The view from North Rustico Harbour on Prince Edward Island.
The view from North Rustico Harbour on Prince Edward Island.
Photo Courtesy of Brianne Hogan

Moving to a new city means a complete restructuring of your life, and that shit is hard. It means joining new gyms and clubs, and awkwardly asking acquaintances out for coffee even if you’re nervous as hell. It means staying home alone for many nights, watching “Friends” for the umpteenth time, while seeing your friends on Facebook post pictures of fun nights out.

That squeaky new feeling of being somewhere “different” quickly wore off, leaving me with a sense of confusion and a constant feeling of, “What do I do now?” I can’t count how many times I thought to myself, “I’ve made a huge mistake. I must leave.” I constantly visualized myself packing up and driving back to Toronto. Back to what felt safe and comfortable. Back to what I’ve already experienced again and again.

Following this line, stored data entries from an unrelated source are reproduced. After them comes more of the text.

Issue #361, opened 2024-04-13
Add a European Benchmark


KennethEnevoldsen:
Add a benchmark for the European languages. This issue gives an overview of the status.

The EU has 24 official languages:

- [ ] Bulgarian - bul
- [ ] Croatian - hrv
- [ ] Czech - ces
- [x] Danish - dan
- [ ] Dutch - nld
- [x] English - eng
- [ ] Estonian - est
- [x] Finnish - fin (covered with only 1 task outside of bitext and translations)
- [x] French - fra
- [x] German - deu
- [ ] Greek - ell
- [ ] Hungarian - hun
- [ ] Irish - gle
- [x] Italian - ita
- [ ] Latvian - lav
- [ ] Lithuanian - lit
- [ ] Maltese - mlt
- [x] Polish - pol
- [x] Portuguese - por
- [ ] Romanian - ron
- [ ] Slovak - slk
- [ ] Slovenian - slv
- [x] Spanish - spa
- [x] Swedish - swe

Additionally to this list we might add (feel free to add languages that I might have missed):

- [ ] Basque (although it is not an official EU language, it is officially recognized within Spain)
- [x] Norwegian Nynorsk (official language of Norway, which is in the Schengen Area but not in the EU)
- [x] Norwegian Bokmål (official language of Norway, which is in the Schengen Area but not in the EU)
- [ ] Icelandic (official language of Iceland, also in the Schengen Area but not in the EU)
- [ ] Albanian (official language of Albania, a candidate for EU membership and part of the Schengen visa regime)
- [ ] Serbian (official language of Serbia, another candidate for EU membership and part of Schengen visa policies)
- [ ] Macedonian (official language of North Macedonia, an EU candidate country and part of the Schengen visa system)

_Note I haven't checked off languages only covered in bitext tasks or in translated tasks_

x-tabdeveloping:
We might get reasonable coverage of Macedonian by including Bulgarian, they are as close as Bokmål and Danish pretty much. Same thing goes for Serbian and Croatian (maybe also Slovenian) up until to nineties Serbo-Croatian was considered done language. Perhaps the reason to include both would be because Serbian is written with cyrillic script (but then we can make sure the model understands that by having Bulgarian, Russian or Ukrainian)

x-tabdeveloping:
Also might consider some minority languages and regional dialects for fairness's and ethics's sake, a handful of examples I can think of:
[...]

PR #1168, opened 2024-08-19
Added contruction of MTEB(eng, v2) and its lite version

KennethEnevoldsen:
Added task for the EU benchmark for MMTEB. 

- The approach is outlines in the notebook, but mainly follows the approach:
  - select EU tasks
  - remove irrelevant tasks (no license, low quality, code, african etc.)
  - Apply iterative task selection removing the most predictable task (under some conditions, see notebook)
  - Based on the selected task refine the filtering until satisfied

This still needs some review, but generally I think it is close to being finalized. Let me know what you think, I would especially like your opinion on the datasets for languages that you speak.

Note: many of the changes are updates to metadata. This is simply to determine the quality of some of the datasets.

(see also #361 )


Muennighoff (commented):
Nice though I think maybe for doing a new core english benchmark  i.e. mtebv2, we should rather start out with all english benchmarks not the original 56? E.g. something like

1. Look at all English tasks in the codebase
2. Filter for some measure of quality i.e. we only want the best
3. Filter for some measure of diversity (similar to what you did here I think)
4. Filter for some measure of redundancy (similar to what you did here I think)
5. Make them not too expensive to run / have a lite version

Muennighoff:
Curious also what @orionw thinks!

orionw:
I like the approach in the notebook, looks good overall.  I also like that it has the human influence and isn't entirely model driven, I think we have some extra knowledge about quality and such that is hard to fit into the model.

Agree with both of you that for a v2 version we should probably select and then prune back via some of these methods (which is somewhat similar to what we're doing now).

KennethEnevoldsen:
I have now reformulated it to be MTEB lite only - I will set this to merge (to avoid conflict), but I knowing that we still have tasks to add.

PR #2855, opened 2025-06-25
fix: Update model selection for the leaderboard

### LINKED ISSUE #2834: Add size ticks to leaderboard

[Some people on Twitter](https://x.com/antoine_chaffin/status/1934990854890090670) were discussing the leaderboard, particularly the size picker. 

As an enhancement, we could add some tickets for general size buckets (although they are somewhat disputed) for small/base/large models.  Probably, < 150M, < 350M, < 1B, < 5B, < 10B ranges although they can be tweaked

KennethEnevoldsen:
fixes #2834

This removed the lower bound selection, but generally I don't think people should care about the models being too small.

Had x-tabdeveloping review in person.

Screenshot 2025-06-25 at 13 47 35

edit: have fixed the 1M -> 1B error

### DIFF
--- a/mteb/leaderboard/app.py
+++ b/mteb/leaderboard/app.py
@@ -157,10 +157,10 @@ def filter_models(
     availability: bool | None,
     compatibility: list[str],
     instructions: bool | None,
-    model_size: int,
+    max_model_size: int,
     zero_shot_setting: Literal["only_zero_shot", "allow_all", "remove_unknown"],
 ):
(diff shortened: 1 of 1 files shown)


orionw:
Looks great to me! Only suggestion, can the user select multiples categories or is it limited to one? EDIT: ah, maybe the higher category includes all smaller versions. That works!

KennethEnevoldsen:
Yep higher includes all smaller as well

But I didn’t drive all those goddamn miles to repeat the past. Because I knew Toronto meant returning to old patterns and behavior, stagnancy, and playing small. It meant routine and complacency, the opposite of how I had intended to live ― and what I had initially experienced ― on the island. So when I found myself slipping back into those outdated habits, I had to check myself.

Because here’s the most important thing about moving to a new place: You can’t outrun your crap.

Those attractive memes might make it seem like picking up and starting over somewhere else will instantly heal your broken heart, fulfill your wildest dreams and, basically, give you a better life, but it won’t. It can’t. Because the non-Pinterest reality of it is, only you can give yourself that.

You must do the healing, the therapy and/or the crystal bathing to figure your stuff out because no amount of air miles is going to do that for you. For me, that meant getting super honest with myself. I had to ask myself, regardless of my postal code, what did I want? And how was I going to put those goals into manageable pieces of action in order to create the life I desired?

I know in order to make this transition work for me, I, too, must transform. Creating an actual life from scratch that looks and feels like change and growth takes time, effort and energy ― it’s not just a one-way plane ticket to paradise.

What’s wilder still is that you can create a new life exactly where you are right now. You don’t need to drive over 1,000 miles with a wailing cat in the front seat to begin again. You simply need to get honest and ask yourself: Why do you want to pack it all in and run away? And how can you change your current circumstances to reflect the life you really want to live right here?

It’s 180 days later and though the feeling of freedom and growth is still in the air, it’s been diluted with work assignments, volunteering and day-to-day errands. After what felt like six months of a “Game of Thrones”-style winter, it’s almost summer and the island is finally waking up. There is greenery everywhere, punctuated by numerous “dairy bars” (ice cream stands), and trips to the beach are a regular thing now.

There’s a coffee shop I like to visit after hot yoga, and I have met a couple of friends here who aren’t feline. I’m saving up to purchase my first home, and my writing career is flourishing. Pangs of loneliness linger, but they are soothed by the promise of something new on the horizon.

In short, It’s not paradise. But it is home.